§ **What to produce**:
Go through the lines below and copy any that hold the string "gatherLists".

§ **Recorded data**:
'''

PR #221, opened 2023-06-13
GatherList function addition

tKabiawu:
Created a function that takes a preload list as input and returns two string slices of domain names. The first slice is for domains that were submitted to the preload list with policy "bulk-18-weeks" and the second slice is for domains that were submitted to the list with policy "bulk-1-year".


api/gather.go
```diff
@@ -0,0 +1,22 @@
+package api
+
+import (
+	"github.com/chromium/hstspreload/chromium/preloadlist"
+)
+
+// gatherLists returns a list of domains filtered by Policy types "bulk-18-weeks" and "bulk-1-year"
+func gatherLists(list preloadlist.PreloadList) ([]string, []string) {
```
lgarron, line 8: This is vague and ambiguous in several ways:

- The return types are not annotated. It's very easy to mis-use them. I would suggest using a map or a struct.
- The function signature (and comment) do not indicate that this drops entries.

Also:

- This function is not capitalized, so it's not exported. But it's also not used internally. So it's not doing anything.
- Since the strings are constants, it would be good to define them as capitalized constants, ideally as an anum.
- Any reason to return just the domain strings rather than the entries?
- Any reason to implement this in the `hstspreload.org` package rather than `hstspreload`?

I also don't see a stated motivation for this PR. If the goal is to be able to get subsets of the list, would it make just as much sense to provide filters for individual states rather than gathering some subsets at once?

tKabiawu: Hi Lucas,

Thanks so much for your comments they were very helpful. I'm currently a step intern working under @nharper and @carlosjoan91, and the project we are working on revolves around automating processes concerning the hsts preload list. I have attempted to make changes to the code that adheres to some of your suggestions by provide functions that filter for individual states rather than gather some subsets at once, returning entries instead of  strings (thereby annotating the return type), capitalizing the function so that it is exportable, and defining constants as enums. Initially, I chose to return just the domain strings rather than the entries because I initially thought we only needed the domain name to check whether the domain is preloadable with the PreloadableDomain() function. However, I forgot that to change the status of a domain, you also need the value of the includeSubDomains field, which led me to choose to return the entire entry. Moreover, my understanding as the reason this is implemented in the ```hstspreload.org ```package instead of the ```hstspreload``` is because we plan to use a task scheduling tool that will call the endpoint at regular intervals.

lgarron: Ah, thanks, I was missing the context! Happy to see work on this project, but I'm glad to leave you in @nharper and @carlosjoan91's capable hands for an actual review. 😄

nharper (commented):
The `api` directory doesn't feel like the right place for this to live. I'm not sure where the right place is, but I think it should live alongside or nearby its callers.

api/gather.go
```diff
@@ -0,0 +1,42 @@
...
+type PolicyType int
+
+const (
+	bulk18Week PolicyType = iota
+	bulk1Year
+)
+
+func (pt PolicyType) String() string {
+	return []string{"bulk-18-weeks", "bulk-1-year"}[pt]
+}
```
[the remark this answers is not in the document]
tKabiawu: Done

'''
'''

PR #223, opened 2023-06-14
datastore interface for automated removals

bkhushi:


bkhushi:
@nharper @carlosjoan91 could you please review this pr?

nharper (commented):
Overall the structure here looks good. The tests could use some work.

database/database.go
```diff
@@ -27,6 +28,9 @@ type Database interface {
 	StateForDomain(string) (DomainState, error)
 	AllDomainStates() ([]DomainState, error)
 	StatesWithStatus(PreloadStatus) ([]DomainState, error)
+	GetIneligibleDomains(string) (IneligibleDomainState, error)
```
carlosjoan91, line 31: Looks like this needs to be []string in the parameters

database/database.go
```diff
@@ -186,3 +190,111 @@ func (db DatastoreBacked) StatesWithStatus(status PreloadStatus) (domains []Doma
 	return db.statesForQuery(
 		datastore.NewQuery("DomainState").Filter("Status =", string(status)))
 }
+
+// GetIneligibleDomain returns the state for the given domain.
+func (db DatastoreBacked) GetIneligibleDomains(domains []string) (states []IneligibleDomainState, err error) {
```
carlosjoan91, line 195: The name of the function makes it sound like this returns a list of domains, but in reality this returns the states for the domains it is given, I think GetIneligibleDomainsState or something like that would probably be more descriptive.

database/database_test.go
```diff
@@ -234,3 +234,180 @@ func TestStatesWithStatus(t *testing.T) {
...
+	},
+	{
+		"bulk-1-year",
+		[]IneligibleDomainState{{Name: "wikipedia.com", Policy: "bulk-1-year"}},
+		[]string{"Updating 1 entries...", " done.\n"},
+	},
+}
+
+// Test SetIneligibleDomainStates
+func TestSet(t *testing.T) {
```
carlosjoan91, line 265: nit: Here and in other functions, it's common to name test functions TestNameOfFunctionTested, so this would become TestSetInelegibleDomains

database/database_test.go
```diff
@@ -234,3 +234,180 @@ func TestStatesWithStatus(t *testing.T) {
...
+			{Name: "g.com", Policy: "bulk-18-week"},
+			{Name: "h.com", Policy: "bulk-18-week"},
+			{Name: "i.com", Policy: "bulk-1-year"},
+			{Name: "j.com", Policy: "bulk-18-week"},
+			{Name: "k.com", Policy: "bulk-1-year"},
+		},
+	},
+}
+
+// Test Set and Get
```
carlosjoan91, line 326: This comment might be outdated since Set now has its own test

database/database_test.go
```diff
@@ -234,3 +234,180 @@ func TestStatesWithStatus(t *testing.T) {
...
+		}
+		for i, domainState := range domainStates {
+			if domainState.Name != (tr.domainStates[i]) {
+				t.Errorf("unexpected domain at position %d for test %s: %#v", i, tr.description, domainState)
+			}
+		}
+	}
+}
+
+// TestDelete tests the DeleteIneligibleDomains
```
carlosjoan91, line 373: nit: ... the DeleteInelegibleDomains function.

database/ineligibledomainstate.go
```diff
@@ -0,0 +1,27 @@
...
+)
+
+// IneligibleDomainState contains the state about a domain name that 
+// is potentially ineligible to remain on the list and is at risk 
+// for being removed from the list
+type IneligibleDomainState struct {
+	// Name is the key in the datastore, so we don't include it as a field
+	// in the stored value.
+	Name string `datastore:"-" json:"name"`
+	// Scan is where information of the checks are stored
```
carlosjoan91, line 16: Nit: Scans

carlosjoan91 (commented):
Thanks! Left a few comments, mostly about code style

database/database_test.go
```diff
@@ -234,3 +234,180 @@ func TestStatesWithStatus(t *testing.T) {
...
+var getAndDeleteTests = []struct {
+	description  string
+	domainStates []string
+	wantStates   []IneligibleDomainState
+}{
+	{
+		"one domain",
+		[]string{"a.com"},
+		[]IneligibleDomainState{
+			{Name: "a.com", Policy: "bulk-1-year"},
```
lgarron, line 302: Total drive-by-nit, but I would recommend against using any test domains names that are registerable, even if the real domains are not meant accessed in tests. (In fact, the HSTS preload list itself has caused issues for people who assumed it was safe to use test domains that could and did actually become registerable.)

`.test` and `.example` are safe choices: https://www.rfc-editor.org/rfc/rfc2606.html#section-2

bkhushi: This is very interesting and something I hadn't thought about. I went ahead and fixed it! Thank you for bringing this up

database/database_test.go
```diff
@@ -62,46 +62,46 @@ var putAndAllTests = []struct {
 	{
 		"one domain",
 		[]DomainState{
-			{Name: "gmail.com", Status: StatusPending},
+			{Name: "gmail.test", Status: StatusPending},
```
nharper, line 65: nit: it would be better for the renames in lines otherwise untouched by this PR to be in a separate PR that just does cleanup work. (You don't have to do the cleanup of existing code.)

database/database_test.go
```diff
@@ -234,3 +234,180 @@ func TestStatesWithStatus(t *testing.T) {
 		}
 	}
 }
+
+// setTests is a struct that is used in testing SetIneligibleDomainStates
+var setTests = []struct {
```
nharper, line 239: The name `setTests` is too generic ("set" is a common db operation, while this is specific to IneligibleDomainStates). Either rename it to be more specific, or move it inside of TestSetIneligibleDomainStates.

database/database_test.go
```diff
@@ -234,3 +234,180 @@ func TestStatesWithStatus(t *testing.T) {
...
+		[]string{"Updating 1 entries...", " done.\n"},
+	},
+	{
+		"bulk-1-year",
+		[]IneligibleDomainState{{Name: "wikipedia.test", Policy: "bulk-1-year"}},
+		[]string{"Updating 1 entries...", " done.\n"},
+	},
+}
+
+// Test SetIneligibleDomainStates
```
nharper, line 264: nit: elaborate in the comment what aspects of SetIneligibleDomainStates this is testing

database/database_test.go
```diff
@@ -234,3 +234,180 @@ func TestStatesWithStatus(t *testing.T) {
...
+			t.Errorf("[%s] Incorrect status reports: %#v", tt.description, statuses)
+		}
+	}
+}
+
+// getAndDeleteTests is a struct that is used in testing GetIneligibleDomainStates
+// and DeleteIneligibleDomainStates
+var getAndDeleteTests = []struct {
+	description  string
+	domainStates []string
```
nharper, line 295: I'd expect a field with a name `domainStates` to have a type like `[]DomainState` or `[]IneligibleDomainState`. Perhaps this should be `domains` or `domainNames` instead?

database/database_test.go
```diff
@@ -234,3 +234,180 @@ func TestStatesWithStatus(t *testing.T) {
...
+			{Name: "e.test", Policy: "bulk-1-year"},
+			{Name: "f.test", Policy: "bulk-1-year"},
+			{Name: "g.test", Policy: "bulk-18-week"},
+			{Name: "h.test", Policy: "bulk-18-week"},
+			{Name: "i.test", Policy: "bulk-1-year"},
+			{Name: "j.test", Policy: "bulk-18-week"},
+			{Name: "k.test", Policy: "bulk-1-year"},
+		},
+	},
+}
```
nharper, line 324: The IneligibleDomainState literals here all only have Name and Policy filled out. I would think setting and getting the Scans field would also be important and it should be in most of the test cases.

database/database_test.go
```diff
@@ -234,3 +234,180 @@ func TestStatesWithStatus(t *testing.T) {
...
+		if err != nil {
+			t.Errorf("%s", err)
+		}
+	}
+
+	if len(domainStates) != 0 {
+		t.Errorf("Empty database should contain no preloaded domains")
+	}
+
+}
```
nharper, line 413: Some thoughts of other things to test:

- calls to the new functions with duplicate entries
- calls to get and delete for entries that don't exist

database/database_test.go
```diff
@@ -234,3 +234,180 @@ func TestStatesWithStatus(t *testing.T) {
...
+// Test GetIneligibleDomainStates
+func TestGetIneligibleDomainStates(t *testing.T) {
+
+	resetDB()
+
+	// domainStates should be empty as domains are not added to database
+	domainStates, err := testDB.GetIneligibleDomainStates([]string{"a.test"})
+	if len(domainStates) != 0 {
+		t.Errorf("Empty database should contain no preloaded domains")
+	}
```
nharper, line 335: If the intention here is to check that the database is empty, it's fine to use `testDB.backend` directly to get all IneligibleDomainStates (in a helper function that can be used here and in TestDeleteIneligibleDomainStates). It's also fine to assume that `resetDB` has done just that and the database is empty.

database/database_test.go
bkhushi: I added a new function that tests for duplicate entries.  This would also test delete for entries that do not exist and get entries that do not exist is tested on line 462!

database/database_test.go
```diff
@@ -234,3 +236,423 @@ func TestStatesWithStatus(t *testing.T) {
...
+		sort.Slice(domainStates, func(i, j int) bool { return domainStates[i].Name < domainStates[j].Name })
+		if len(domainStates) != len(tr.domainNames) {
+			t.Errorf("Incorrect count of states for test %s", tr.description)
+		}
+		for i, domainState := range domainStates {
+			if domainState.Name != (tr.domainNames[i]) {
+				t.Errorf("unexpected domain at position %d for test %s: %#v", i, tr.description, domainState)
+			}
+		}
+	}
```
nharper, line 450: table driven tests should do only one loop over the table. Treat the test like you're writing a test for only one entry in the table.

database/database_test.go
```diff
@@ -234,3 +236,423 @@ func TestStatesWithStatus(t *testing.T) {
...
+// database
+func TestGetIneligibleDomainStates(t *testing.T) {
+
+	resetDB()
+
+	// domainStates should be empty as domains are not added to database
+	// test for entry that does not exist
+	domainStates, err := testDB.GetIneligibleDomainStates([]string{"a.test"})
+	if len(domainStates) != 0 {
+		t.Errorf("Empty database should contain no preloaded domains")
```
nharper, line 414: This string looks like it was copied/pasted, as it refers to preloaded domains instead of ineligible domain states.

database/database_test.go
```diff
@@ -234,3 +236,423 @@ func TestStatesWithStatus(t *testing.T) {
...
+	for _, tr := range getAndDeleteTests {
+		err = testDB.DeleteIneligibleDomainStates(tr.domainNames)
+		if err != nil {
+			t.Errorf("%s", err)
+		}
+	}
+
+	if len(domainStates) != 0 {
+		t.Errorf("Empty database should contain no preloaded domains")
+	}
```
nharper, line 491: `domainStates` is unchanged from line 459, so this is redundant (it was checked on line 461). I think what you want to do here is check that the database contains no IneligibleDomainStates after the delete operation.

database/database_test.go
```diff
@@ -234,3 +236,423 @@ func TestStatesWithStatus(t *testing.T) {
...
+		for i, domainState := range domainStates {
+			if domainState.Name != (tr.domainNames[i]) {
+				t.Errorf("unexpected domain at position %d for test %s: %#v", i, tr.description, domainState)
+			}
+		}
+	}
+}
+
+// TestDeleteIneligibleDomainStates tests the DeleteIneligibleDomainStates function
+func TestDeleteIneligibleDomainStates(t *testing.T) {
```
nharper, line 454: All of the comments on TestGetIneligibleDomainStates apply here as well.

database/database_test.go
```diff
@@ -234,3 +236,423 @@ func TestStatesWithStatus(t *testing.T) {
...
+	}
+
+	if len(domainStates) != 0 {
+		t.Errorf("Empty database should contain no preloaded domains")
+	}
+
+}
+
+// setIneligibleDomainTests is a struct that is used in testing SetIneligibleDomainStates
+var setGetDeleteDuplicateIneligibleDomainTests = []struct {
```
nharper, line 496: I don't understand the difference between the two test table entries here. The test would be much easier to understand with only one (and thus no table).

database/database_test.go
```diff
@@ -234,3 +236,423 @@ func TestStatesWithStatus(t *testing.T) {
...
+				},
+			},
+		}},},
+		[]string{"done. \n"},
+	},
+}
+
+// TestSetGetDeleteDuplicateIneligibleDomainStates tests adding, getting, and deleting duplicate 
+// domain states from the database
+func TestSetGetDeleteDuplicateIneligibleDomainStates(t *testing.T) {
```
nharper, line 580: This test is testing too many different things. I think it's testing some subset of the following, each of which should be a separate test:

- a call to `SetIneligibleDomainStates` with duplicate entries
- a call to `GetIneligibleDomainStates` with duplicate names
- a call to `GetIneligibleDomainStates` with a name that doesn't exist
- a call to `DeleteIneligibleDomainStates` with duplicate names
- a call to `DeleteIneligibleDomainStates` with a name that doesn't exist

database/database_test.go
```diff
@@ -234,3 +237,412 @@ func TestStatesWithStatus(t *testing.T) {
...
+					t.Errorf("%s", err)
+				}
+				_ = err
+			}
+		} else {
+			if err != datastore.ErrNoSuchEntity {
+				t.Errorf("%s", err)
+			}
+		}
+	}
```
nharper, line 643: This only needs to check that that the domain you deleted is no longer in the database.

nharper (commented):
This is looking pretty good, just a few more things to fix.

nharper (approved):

'''

§ **Answer to this task**:
+// gatherLists returns a list of domains filtered by Policy types "bulk-18-weeks" and "bulk-1-year"
+func gatherLists(list preloadlist.PreloadList) ([]string, []string) {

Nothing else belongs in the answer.